On one hand, I want everything that is humanly possible to be done for her and I want to push her and her doctors and I want to see them surprised when she returns.  And just as soon as this perspective begins to stress me out, wondering if we have done it all right, gone to the perfect doctor, worked hard enough in our home- somewhere in here I am reminded where we brought her from and reminded that if we just wake up and love her and go to bed, then that will be a drastic improvement from where she was.

My prayer, as of late, for Lena has been that He would restore what the locusts have eaten.  And in this prayer, I am reminded that I cannot do all that she needs.  I am not enough.  Of course, I have learned this lesson before now, but forgotten it by noon.  I would like to say that this realization is a comfort, but only on my best days.  I have built a world around my achievement and ability and I like to think that I can make a dent in whatever mountain lies before me.

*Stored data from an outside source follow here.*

PR #2716, opened 2022-12-20
DOMA-4526 feat map constructor validation

VKislov:
During the creation of units, if there is a duplicate in a large chessboard, it is difficult to find where this unit is already represented. 

**How it highlights:**
Screenshot 2022-12-20 at 19 03 34

### DIFF
--- a/apps/condo/domains/property/components/panels/Builder/BuildingPanelEdit.tsx
+++ b/apps/condo/domains/property/components/panels/Builder/BuildingPanelEdit.tsx
@@ -240,6 +240,7 @@ export const BuildingPanelEdit: React.FC<IBuildingPanelEditProps> = (props) => {
     }, [mapEdit])
 
     const changeMode = useCallback((mode) => {
+        setDuplicatedUnitIds([])
         mapEdit.editMode = mode
         refresh()
     }, [mapEdit, refresh])
--- a/apps/condo/domains/property/components/panels/Builder/BuildingPanelEdit.tsx
+++ b/apps/condo/domains/property/components/panels/Builder/BuildingPanelEdit.tsx
@@ -669,6 +669,10 @@ interface IPropertyMapUnitProps {
 }
 
 const PropertyMapUnit: React.FC<IPropertyMapUnitProps> = ({ builder, refresh, unit }) => {
+    console.log('duplicatedUnitIds', builder.duplicatedUnits)
+    const duplicatedUnitIds = useMemo(() => {
+        return builder.duplicatedUnits
+    }, [builder, refresh])
     const selectUnit = useCallback(() => {
         if (unit.unitType !== BuildingUnitSubType.Parking) {
             builder.removePreviewUnit()
@@ -688,6 +692,7 @@ const PropertyMapUnit: React.FC<IPropertyMapUnitProps> = ({ builder, refresh, un
         <UnitButton
             onClick={selectUnit}
             disabled={unit.preview}
+            duplicatedUnitIds={duplicatedUnitIds}
             preview={unit.preview}
             selected={isUnitSelected}
             unitType={unit.unitType}
--- a/apps/condo/domains/property/components/panels/Builder/BuildingPanelEdit.tsx
+++ b/apps/condo/domains/property/components/panels/Builder/BuildingPanelEdit.tsx
@@ -539,7 +539,6 @@ const ChessBoard: React.FC<IChessBoardProps> = (props) => {
                                                 section={section}
                                                 builder={builder}
                                                 refresh={refresh}
-                                                duplicatedUnitIds={duplicatedUnitIds}
                                             >
                                                 <PropertyMapFloorContainer
                                                     builder={builder}
@@ -557,7 +556,6 @@ const ChessBoard: React.FC<IChessBoardProps> = (props) => {
                                                 builder={builder}
                                                 refresh={refresh}
                                                 isParkingSection
-                                                duplicatedUnitIds={duplicatedUnitIds}
                                             >
                                                 <PropertyMapFloorContainer
                                                     builder={builder}
@@ -597,7 +595,7 @@ const FULL_SIZE_UNIT_STYLE: React.CSSProperties = { width: '100%', marginTop: '8
 const SECTION_UNIT_STYLE: React.CSSProperties = { ...FULL_SIZE_UNIT_STYLE, zIndex: 2 }
 
 const PropertyMapSection: React.FC<IPropertyMapSectionProps> = (props) => {
-    const { section, children, builder, refresh, isParkingSection = false, duplicatedUnitIds } = props
+    const { section, children, builder, refresh, isParkingSection = false } = props
     const intl = useIntl()
     const SectionTitle = isParkingSection
         ? `${intl.formatMessage({ id: 'pages.condo.property.select.option.parking' })} ${section.name}`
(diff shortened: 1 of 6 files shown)


apps/condo/domains/property/components/panels/Builder/BuildingPanelEdit.tsx
```diff
@@ -218,6 +219,8 @@ export const BuildingPanelEdit: React.FC<IBuildingPanelEditProps> = (props) => {
     const sections = mapEdit.sections
     const address = get(property, 'address')
 
+    const [duplicatedUnitIds, setDuplicatedUnitIds] = useState<string[]>([])
```
sitozzz, line 222: Why you need a state to handle duplicates? That's too heavy solution, that could reduce performance.
Is it possible to do this only with special method of `MapConstructor`?

apps/condo/domains/property/components/panels/Builder/BuildingPanelEdit.tsx
```diff
@@ -273,16 +276,16 @@ export const BuildingPanelEdit: React.FC<IBuildingPanelEditProps> = (props) => {
     }, [mapEdit, refresh])
 
     const menuContent = useMemo(() => ({
-        addSection: <AddSectionForm builder={mapEdit} refresh={refresh}/>,
-        addUnit: <UnitForm builder={mapEdit} refresh={refresh}/>,
-        editSection: <EditSectionForm builder={mapEdit} refresh={refresh}/>,
-        editUnit: <UnitForm builder={mapEdit} refresh={refresh}/>,
+        addSection: <AddSectionForm builder={mapEdit} refresh={refresh} />,
+        addUnit: <UnitForm builder={mapEdit} refresh={refresh} setDuplicatedUnitIds={setDuplicatedUnitIds} />,
```
sitozzz, line 280: Also you need to pass this state to all of the components as a dependency. But they already contain `MapConstructor` instance

apps/condo/domains/property/components/panels/Builder/BuildingPanelEdit.tsx
VKislov: The state is needed so that after validation, duplicates can be highlighted. I didn't see any major changes in performance.

pahaz:
It looks to heavy. Probably you really need to find a better code-design solution. 
It doesn't look like the implementation doesn't take into account the current code architecture design.

apps/condo/domains/property/components/panels/Builder/UnitButton.tsx
```diff
@@ -124,6 +124,9 @@ const noninteractiveCss = css`
         border-color:  #F5F5F5;
     }
 `
+const duplicatedUnit = css`
```
AntonAL, line 127:
```suggestion
const duplicatedUnitStyle = css`
```

apps/condo/domains/property/components/panels/Builder/MapConstructor.ts
```diff
@@ -150,24 +150,30 @@ class Map {
...
     }
-
-    public validateUniqueUnitLabel (renamedUnit: string = null, destination: keyof typeof MapViewMode = null): boolean {
-        const unitLabels = this.map.sections
+    get getUnitLabelsWithoutPreview (): string[] {
+        return this.map.sections
             ?.map((section) => section.floors
                 ?.map(floor => floor.units
-                    ?.map(unit => unit.label)
+                    ?.map(unit => !unit.preview && unit.label)
```
AntonAL, line 157: Don't you need to filter for 'false' values in case of `unit.preview` will be `true`?

VKislov: Only units without `preview` status are needed here. `map()` will push a unit into the array if it is not a `preview`

AntonAL: I mean following:

```
const a = [
    {name: 'Bob', preview: true},
    {name: 'Alice', preview: false}
  ]
  const b = a.map(p => !p.preview && p.name)
  console.debug('b', b)
```

You will get `[false, "Alice"]`.

Do you really need `false` item?

VKislov: ah, got it :) Actually, this will not affect the work, but I think it's better to fix it

apps/condo/domains/property/components/panels/Builder/BuildingPanelEdit.tsx
```diff
@@ -534,11 +539,13 @@ const ChessBoard: React.FC<IChessBoardProps> = (props) => {
                                                 section={section}
                                                 builder={builder}
                                                 refresh={refresh}
+                                                duplicatedUnitIds={duplicatedUnitIds}
```
sitozzz, line 542: Why you need to pass id's to the section component? That's not make sense. Anyway you are not used this prop
```suggestion
```

apps/condo/domains/property/components/panels/Builder/forms/UnitForm.tsx
```diff
@@ -95,41 +95,35 @@ const UnitForm: React.FC<IPropertyMapModalForm> = ({ builder, refresh }) => {
...
-            const labelChanged = selectedUnit.label !== label
-            const labelValidation = labelChanged
-                ? builder.validateUniqueUnitLabel(label, 'section')
-                : false
-
-            isUnitLabelUnique = unitPlacementChanged
-                ? (!labelChanged || labelValidation)
-                : labelValidation
+            isUnitLabelUnique = builder.validateInputUnitLabel(selectedUnit, label)
+            setDuplicatedUnitIds(builder.duplicatedUnits)
```
sitozzz, line 107: Maybe just add special class to all of the found units with native javascript api? That's not trigger rerender cycle at all

VKislov: So, on the contrary, a rerender cycle is needed, otherwise the information in the UnitButton will simply not be relevant

VKislov: I'm not sure it's a good idea to do this bypassing react logic. At a minimum, this breaks the code consistency and looks like a hack.

apps/condo/domains/property/components/panels/Builder/BuildingPanelEdit.tsx
```diff
@@ -539,6 +544,7 @@ const ChessBoard: React.FC<IChessBoardProps> = (props) => {
                                                     builder={builder}
                                                     section={section}
                                                     refresh={refresh}
+                                                    duplicatedUnitIds={duplicatedUnitIds}
```
sitozzz, line 547:
```suggestion
```

apps/condo/domains/property/components/panels/Builder/BuildingPanelEdit.tsx
```diff
@@ -550,12 +556,14 @@ const ChessBoard: React.FC<IChessBoardProps> = (props) => {
                                                 builder={builder}
                                                 refresh={refresh}
                                                 isParkingSection
+                                                duplicatedUnitIds={duplicatedUnitIds}
```
sitozzz, line 559:
```suggestion
```

sitozzz (approved):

It’s going to take all that I have and yet its beyond me.  And in this way, Lena is no different than any of our kids.  The best things that we as parents want for our children are those things that we cannot just hand them.  Parenting is a daily reminder of my inadequacy.

Thanks kids.

3,732 Comments

  1. Barbara Beebe on February 8, 2012 at 11:52 am

    You continue to amaze me! You also “waste” my morning plans! I have a minute to catch up on your writings ……..and someone has tiptoed in and turned the hands of my clock up a hour! I find myself having the need to go back and catch up on what has been going on in that head of yours……..not just your comings and goings……but your honest interpretations of your life!!! Just as you described your first pure Christmas….no tinsel, lights, wrapping paper and such, only the Giver of Christmas…..so I see your writings. Pure, (and honest)….a gift given to you that you are so willing to give to us….thanks again! I would love to read your book…….I keep thinking back to that little kid at FSC, shaking my head and muttering “who would have guessed?”!!!!

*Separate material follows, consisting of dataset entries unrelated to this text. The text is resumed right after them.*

PR #2726, opened 2022-12-22
feat(condo): DOMA-4709 added support for alerts in the markdown

Kekmus:
Screenshot 2022-12-22 at 16 55 41
Screenshot 2022-12-22 at 16 55 56

### DIFF
--- a/packages/ui/package.json
+++ b/packages/ui/package.json
@@ -125,6 +125,8 @@
     "antd": "^4.24.3",
     "classnames": "^2.3.2",
     "react-markdown": "^6",
-    "remark-gfm": "^1"
+    "remark-directive": "^1",
+    "remark-gfm": "^1",
+    "unist-util-visit": "^4.1.2"
   }
 }
--- a/packages/ui/src/components/Markdown/markdown.tsx
+++ b/packages/ui/src/components/Markdown/markdown.tsx
@@ -1,13 +1,18 @@
 import omit from 'lodash/omit'
 import React from 'react'
 import ReactMarkdown from 'react-markdown'
+import directive from 'remark-directive'
 import remarkGfm from 'remark-gfm'
 
 import { CodeWrapper } from './codeWrapper'
+import customDirectives from './customDirectives'
 
+import { Alert } from '../Alert'
 import { Typography } from '../Typography'
 
 const REMARK_PLUGINS = [
+    directive,
+    customDirectives,
     remarkGfm,
 ]
 
@@ -33,6 +38,9 @@ export const Markdown: React.FC<MarkdownProps> = ({ children }) => {
                 a: (props) => <Typography.Link {...omit(props, 'ref')} target='_blank'/>,
                 li: ({ children, ...restProps }) => <li {...restProps}><Typography.Text type='secondary'>{children}</Typography.Text></li>,
                 pre: (props) => <CodeWrapper {...props}/>,
+                section: ({ children, title, ...restProps }) => {
+                    return <Alert description={children} type='success' showIcon={true} message={title} {...restProps}/>
+                },
             }}
         >
             {children}
--- a/apps/dev-portal/package.json
+++ b/apps/dev-portal/package.json
@@ -32,6 +32,7 @@
     "react-intl": "6.2.7",
     "rehype-prism-plus": "1.5.1",
     "remark-custom-heading-id": "1.0.0",
+    "remark-directive": "^1",
     "remark-gfm": "3.0.1",
     "title": "3.5.3",
     "typescript": "4.9.4"
--- a/packages/ui/src/components/Markdown/customDirectives.ts
+++ b/packages/ui/src/components/Markdown/customDirectives.ts
@@ -1,0 +1,21 @@
+import { Node } from 'unist'
+import { visit } from 'unist-util-visit'
+
+
+export default function customDirectives () {
+    return transform
+
+    function transform (tree: Node) {
+        return visit(tree, ['textDirective', 'leafDirective', 'containerDirective'], ondirective)
+    }
+
+    function ondirective (node: any) {
+        const { name, attributes, children } = node
+        const text = children[0]?.value ?? ''
+
+        const data = node.data || (node.data = {})
+        data.hName = 'section'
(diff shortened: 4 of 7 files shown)


packages/ui/package.json
```diff
@@ -116,6 +116,7 @@
     "antd": "^4.24.3",
     "classnames": "^2.3.2",
     "react-markdown": "^6",
+    "remark-directive": "^1.0.1",
```
pahaz, line 119: It doesn't looks like a maintainable package! 
It less then 50 LOC. And less then 1k stars. 
Do we really need it?

Kekmus: We use the package [react-markdown](https://www.npmjs.com/package/react-markdown) to convert markdown to react elements. To add custom syntax to markdown for elements such as tables or alerts, react-markdown suggests using plugins written for it. react-markdown mentions in its documentation a [list of plugins](https://github.com/remarkjs/remark/blob/main/doc/plugins.md#list-of-plugins) that can be used with it.

We already use the [remark-gfm](https://www.npmjs.com/package/remark-gfm) plugin for custom table syntax which also has less than 1k stars. And [remark-directive](https://www.npmjs.com/package/remark-directive) is the most popular among all plugins which fit the right functionality for the task and which the react-markdown documentation refers to.

packages/ui/src/components/Markdown/customDirectives.tsx
```diff
@@ -0,0 +1,22 @@
...
+
+
+export default function customDirectives () {
+    return transform
+
+    function transform (tree: Node) {
+        return visit(tree, ['textDirective', 'leafDirective', 'containerDirective'], ondirective)
+    }
+
+    function ondirective (node: any): VisitorResult {
```
AleX83Xpert, line 11: Is there a way not to use `any` type?
Maybe union or something else.

packages/ui/src/components/Markdown/markdown.tsx
```diff
@@ -30,6 +35,13 @@ export const Markdown: React.FC<MarkdownProps> = ({ children }) => {
                 a: (props) => <Typography.Link {...omit(props, 'ref')} target='_blank'/>,
                 code: (props) => <Typography.Text {...omit(props, 'ref')} code/>,
                 li: ({ children, ...restProps }) => <li {...restProps}><Typography.Text type='secondary'>{children}</Typography.Text></li>,
+                section: ({ children, title, ...restProps }) => {
+                    return <Alert description={children} type='success' showIcon={true} message={title} {...restProps}/>
+                },
+                // success: ({ children, title, ...restProps }: AlertProps) => <Alert description={children} type='success' showIcon={true} message={title} {...restProps}/>,
+                // info: ({ children, title, ...restProps }) => <Alert description={children} type='info' showIcon={true} message={title} {...restProps}/>,
+                // error: ({ children, title, ...restProps }) => <Alert description={children} type='warning' showIcon={true} message={title} {...restProps}/>,
+                // warning: ({ children, title, ...restProps }) => <Alert description={children} type='error' showIcon={true} message={title} {...restProps}/>,
```
AleX83Xpert, line 44: Are these comments mandatory?

packages/ui/src/components/Markdown/markdown.tsx
```diff
@@ -1,11 +1,16 @@
 import React from 'react'
 import ReactMarkdown from 'react-markdown'
 import remarkGfm from 'remark-gfm'
+import directive from 'remark-directive'
+import customDirectives from './customDirectives'
 import omit from 'lodash/omit'
 import { Typography } from '../Typography'
+import { Alert } from '../Alert'
```
AleX83Xpert, line 8: `@open-condo/ui` instead of relative paths.

packages/ui/src/components/Markdown/customDirectives.tsx
```diff
@@ -0,0 +1,22 @@
+import { visit, Node, VisitorResult } from 'unist-util-visit'
```
AleX83Xpert, line 1: What is `unist-util-visit`? Why do we use it here but there is nothing about this package in package.json?

packages/ui/src/components/Markdown/customDirectives.tsx
```diff
@@ -0,0 +1,22 @@
...
+
+    function ondirective (node: any): VisitorResult {
+        // console.log('node', node)
+        const { name, attributes, children } = node
+        const text = children[0]?.value ?? ''
+
+        const data = node.data || (node.data = {})
+        data.hName = 'section'
+        data.hProperties = { ...attributes, text, type: name }
+        console.log('data', data)
```
AleX83Xpert, line 19: Please remove debug outputs like this.
or use
```suggestion
        console.debug('data', data)
```
if it is really necessary.

packages/ui/src/components/Markdown/customDirectives.tsx
```diff
@@ -0,0 +1,22 @@
...
+
+export default function customDirectives () {
+    return transform
+
+    function transform (tree: Node) {
+        return visit(tree, ['textDirective', 'leafDirective', 'containerDirective'], ondirective)
+    }
+
+    function ondirective (node: any): VisitorResult {
+        // console.log('node', node)
```
AleX83Xpert, line 12:
```suggestion
```

AleX83Xpert (commented):
Please rename `customDirectives.tsx` to `.ts`, this is not component, but just set of functions.

packages/ui/package.json
```diff
@@ -125,6 +125,8 @@
     "antd": "^4.24.3",
     "classnames": "^2.3.2",
     "react-markdown": "^6",
-    "remark-gfm": "^1"
+    "remark-directive": "^1",
+    "remark-gfm": "^1",
```
AleX83Xpert, line 129: These packages have newer versions. Why we are using two-year-old ones?

Kekmus: we are using react-markdown package version 6, we can't update it at this time because if we build our apps the "document is not defined error" and react-markdown version 6 is only compatible with older versions of these packages

akarjakin (commented):
Some tests for this feature would be nice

  2. Lindsey Wheeler on February 8, 2012 at 11:52 pm

    These words were from Jesus to me tonight…thanks Matt. I’m afraid that all I feel most days is inadequate, and I am. Jesus is it.

    “And just as soon as this perspective begins to stress me out, wondering if we have done it all right, gone to the perfect doctor, worked hard enough in our home- somewhere in here I am reminded where we brought her from and reminded that if we just wake up and love her and go to bed, then that will be a drastic improvement from where she was.”



  3. Martha on February 9, 2012 at 5:49 am

    Amen brotha. We have a great gift in your friendship. Thank you for sharing yourselves with us and others and the consistent forerunners you are. Much love, da’ newmans



  4. Molly on February 16, 2012 at 2:36 pm

    Hey Matt- I’m very interested in adopting a little Down Syndrome boy in the Ukraine named Colton (on Reece’s Rainbow). Saw that you guys adopted Lena from there. Would you mind filling me in on your experience? How much did it cost? Did you fundraise? How long did it take from start to finish? etc. Thanks so much!



  5. Missy Taborn on February 19, 2012 at 3:24 pm

    Hi! I am so glad to see this blog! I actually was trying to contact you before you left for Ukraine – my husband and I adopted our son from the same room as Lena – they were roommates! I wanted to share photos I took of Lena with you and tell you what I thought of her (wonderful thoughts!). Looks like I’m too late! ;o)

    I would still love to visit with you by e-mail if you’d like. My e-mail address and blog are listed above. If you want to read my Ukraine blog posts (I can’t remember if I put a photo of her on there), go to the archives and check out July/August 2009.

    I’m sooooo thrilled for Lena that she has her mom and dad now! My husband and I were praying for her and pulling for her hard. She sure grabbed my heart! :o)

    Hugs to you as a fellow Antoshka mom!!